Cualquiera que conozca México sabe de qué hablo. En tres años he sobornado y me han extorsionado sindicatos, abogados, actuarios, todo tipo de cuerpos de policía e incluso me he apostado la cuantía de una multa en una carrera por la autopista de Michoacán con la Policía Federal.  No soy una excepción; todos los expatriados españoles pueden contar cientos de historias de este tipo. Al poco de llegar a México comprendes que o te adaptas o sobras.

  

Con estos elementos en juego es fácil suponer lo que pasa en Ciudad Juárez y en toda la frontera mexicana. Tan sencillo como admitir que en esa zona se concentra lo peor de México: Supersticiones, desprecio a la vida, lugares poco poblados y por lo tanto discretos, y un business a la mexicana donde probablemente estén implicadas las autoridades locales y del estado al más alto nivel, junto con unos cuantos caciques de la zona y autoridades yankees.
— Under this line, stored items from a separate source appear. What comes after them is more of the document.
PR #1037, opened 2026-06-30
Hide out-of-sync indicators until mDNS is the live source

### LINKED ISSUE #1758: Device Builder shows "Out of sync" after successful CLI OTA update
### What happened?

# Device Builder shows "Out of sync" after successful CLI OTA update

## Which version of ESPHome has the issue?

2026.6.3

## What type of installation are you using?

Docker container

## Which version of Home Assistant has the issue?

Not applicable (standalone ESPHome)

## What platform are you using?

ESP32

## Board

ESP32 (generic)

## Component causing the issue

Device Builder / Deployment Status

## Example YAML snippet

Not configuration-specific.

## Anything in the logs that might be useful?

The device reports the correct firmware version after the OTA update:

```text
INFO ESPHome 2026.6.3
INFO Starting log output from solarboard.local using esphome API

[08:35:26.534][I][app:151]: ESPHome version 2026.6.3 compiled on 2026-06-30 08:24:46 +0200
```

## What happened?

I updated an ESP32 via the ESPHome CLI:

```bash
esphome run solarboard.yaml
```

(or `esphome upload`).

The OTA update completes successfully, and the device reports the new firmware version (2026.6.3) over the native API.

However, the Device Builder UI still shows:

- **Current Version:** 2026.6.3
- **Deployed Version:** 2026.6.1
- **Status:** `Out of sync — flash to update`

So the firmware running on the device is correct, but the deployment status is not updated.

## What did you expect to happen?

After a successful CLI OTA upload, the Device Builder should either:

1. Update the stored deployment information so that **Deployed Version** matches the running firmware, or
2. Clearly indicate that **Deployed Version** only tracks installations initiated from the Device Builder UI.

Otherwise, the UI incorrectly suggests that the device still needs to be flashed.

## Additional information

This appears to happen when using the standalone ESPHome Docker container and performing OTA updates via the CLI instead of the Device Builder UI.

The device itself is running the expected firmware, so this seems to be a synchronization issue between CLI deployments and the Device Builder's deployment metadata rather than an OTA failure.

### Steps to reproduce

1. Run the standalone ESPHome Docker container.
2. Build and upload firmware via the CLI:

   ```bash
   esphome run <device>.yaml
   ```

3. Wait for the OTA update to complete successfully.
4. Open the Device Builder UI.
5. Observe that:
   - **Current Version** reflects the running firmware.
   - **Deployed Version** still shows the previously deployed version.
   - The device is marked as **Out of sync**.

### Notes

The issue appears to be limited to deployments initiated from the CLI. Flashing the same firmware through the Device Builder UI appears to synchronize the deployment status.

### Dashboard version

1.0.21

### How did you install it?

Other / not sure

### Where is it running?

Docker container

### Relevant logs / errors

```shell

```

### Anything else?

_No response_

bdraco:

Hides the out-of-sync / update indicators until mDNS is the device's live source, so an mDNS-dark setup stops showing a false "Out of sync".

The deployed version and config hash come only from the device's mDNS broadcast. When mDNS is dark (a ping or MQTT only setup, e.g. a standalone Docker-bridge dashboard), those values go stale, so the dashboard flags a device as out of sync even though it is running the right firmware; an out-of-band CLI OTA is the reported trigger. We gracefully degrade instead of probing live devices.

Adds a single `mdnsOnline` helper (`src/util/device-sync.ts`) keyed on the new backend `active_source` field, and routes every modified / update indicator through it: the table dots and buttons, the card dots and buttons, the drawer badges, the drawer version and config-hash sections (which fall back to the existing "waiting for mDNS" empty state), the update-status facets and the update-all dialog, and the device editor install button.

The gate is precise, not blanket. `update_available` (device version vs server) is purely mDNS-sourced, so it always needs a live mDNS. `has_pending_changes` is gated only when it came from the config-hash compare (the backend's `pending_changes_via_hash`); a local mtime-driven YAML edit is trustworthy without mDNS, so it still cues install when mDNS is dark. A normal mDNS deployment is unchanged; an mDNS-dark or offline device hides only the stale mDNS-sourced indicators, and they reappear once mDNS hears from it again.

Needs the companion backend PR that adds `active_source` and `pending_changes_via_hash` to the device snapshot.

- fixes https://github.com/esphome/device-builder/issues/1758
- Companion backend PR: esphome/device-builder#1764 (adds `active_source`)

## Types of changes

## Checklist

- [x] `npm run lint` passes.
- [x] `npm run test` passes.

### DIFF
--- a/src/api/types/devices.ts
+++ b/src/api/types/devices.ts
@@ -98,6 +98,12 @@ export interface ConfiguredDevice {
   active_source?: ReachabilitySource;
   /** True until successfully compiled + deployed */
   has_pending_changes: boolean;
+  /** True when ``has_pending_changes`` came from the mDNS-sourced
+   *  config-hash compare (vs the local mtime fallback). The UI gates
+   *  only this case on a live mDNS, so a local YAML edit still cues
+   *  "install" when mDNS is dark. Optional / absent reads as a local
+   *  (non-mDNS-dependent) pending. */
+  pending_changes_via_hash?: boolean;
   /** True if compiled with older ESPHome version */
   update_available: boolean;
   /**
--- a/src/api/types/devices.ts
+++ b/src/api/types/devices.ts
@@ -3,6 +3,10 @@
  *
  * Part of the src/api/types.ts barrel split.
  */
+// Type-only: ``reachability.ts`` imports ``DeviceState`` from here, so a
+// value import would cycle. ``ReachabilitySource`` is a string-literal union,
+// erased at runtime, so the type-only edge is free.
+import type { ReachabilitySource } from "./reachability.js";
 
 // ─── Devices ─────────────────────────────────────────────────
 
@@ -84,6 +88,14 @@ export interface ConfiguredDevice {
    * mtime-based change detection.
    */
   deployed_config_hash: string;
+  /** Reachability channel currently driving the device's online state
+   *  (``mdns`` > ``mqtt`` > ``ping``). The deployed version / config
+   *  hash come only from the mDNS broadcast, so the out-of-sync /
+   *  update indicators are gated on ``active_source === "mdns"`` (see
+   *  ``src/util/device-sync.ts``): when mDNS is dark those values are
+   *  stale. Optional on the wire — absent / ``"unknown"`` means no
+   *  source has claimed the device yet, which reads as "not mDNS". */
+  active_source?: ReachabilitySource;
   /** True until successfully compiled + deployed */
   has_pending_changes: boolean;
   /** True if compiled with older ESPHome version */
--- a/src/components/dashboard/device-drawer-content.ts
+++ b/src/components/dashboard/device-drawer-content.ts
@@ -44,6 +44,7 @@ import {
   localizeContext,
 } from "../../context/index.js";
 import { espHomeStyles } from "../../styles/shared.js";
+import { devicePendingChanges, deviceUpdateAvailable } from "../../util/device-sync.js";
 import { getEncryptionState } from "../../util/encryption-state.js";
 import { registerMdiIcons } from "../../util/register-icons.js";
 import {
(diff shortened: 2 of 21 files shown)


esphbot (changes requested):
Blocking issues found.

- Gating `has_pending_changes` on mDNS may hide a legitimate local-edit "needs install" cue

bdraco:
Addressed the blocking concern via the backend split. The frontend now consumes `pending_changes_via_hash`: a hash-driven (mDNS-sourced) modified signal hides when mDNS is dark, but a local mtime-driven YAML edit still cues install. update_available stays gated since it is purely mDNS-sourced. Also fixed the stale facets test comment. Needs the companion backend PR esphome/device-builder#1764.

esphbot (changes requested):
Blocking issues found.

- Gated has_pending_changes leaks into the encryption lock indicator (card vs drawer divergence)

bdraco:
Addressed the encryption-lock divergence (Kōan #1). The card and table fed the mDNS-gated pending flag into the 4-state encryption lock; it now reads the raw has_pending_changes everywhere, so an mDNS-dark hash-pending encrypted device shows the same lock on the card/table as the drawer. Added a table name-cell regression test. While here, clarified the naming so has_* / hasPendingChanges always mean the raw device truth and the gated display decision is show_* (helpers showPendingChanges / showUpdateAvailable; card/row/editor props showModified / showUpdate). The stale facets test comment is fixed too.

esphbot (approved):
No blocking issues found.

bdraco:
Addressed the suggestion: added a card-level regression test (test/components/device-card.test.ts) mirroring the table one, asserting the encryption lock-clock shows (raw has_pending_changes) while the modified dot stays hidden (gated showModified) for an mDNS-dark hash-pending encrypted device.

esphbot (approved):
No blocking issues found.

Esa es la parte oferente; la que organiza. La demandante: Narcos, nuevos ricos, Estadounidenses degenerados, niños fresas en busca de emociones y en definitiva todo aquel que tenga dinero y esté lo suficientemente perturbado como para excitarse violando y  torturando al resto.

  

Hablamos de mucho más que de unas desapariciones o asesinatos. Hablamos de un problema que existe en parte de la sociedad y que tiene sus raíces en lo más profundo del México negro; en el sadismo, la incultura, el racismo, el clasismo, la frustración, la superchería, la maldad, la frivolidad con la muerte y todo lo relativo a lo que pueda resumirse en la pérdida de valores y en la degeneración más oscura; pero sobre todo; hablamos de negocios. Un negocio anclado en las diferencias étnicas y de clase que hace que algunos vean al ciudadano mestizo de a pié, como ganado.

  Seguirán las muertes en toda la frontera y seguirán mientras México sea México; porque una de las normas no escritas del país dice que entre bomberos es mejor no pisarse la manguera y en México la ley no sirve para nada, pero no os quepa duda de que lo no escrito, siempre es Ley.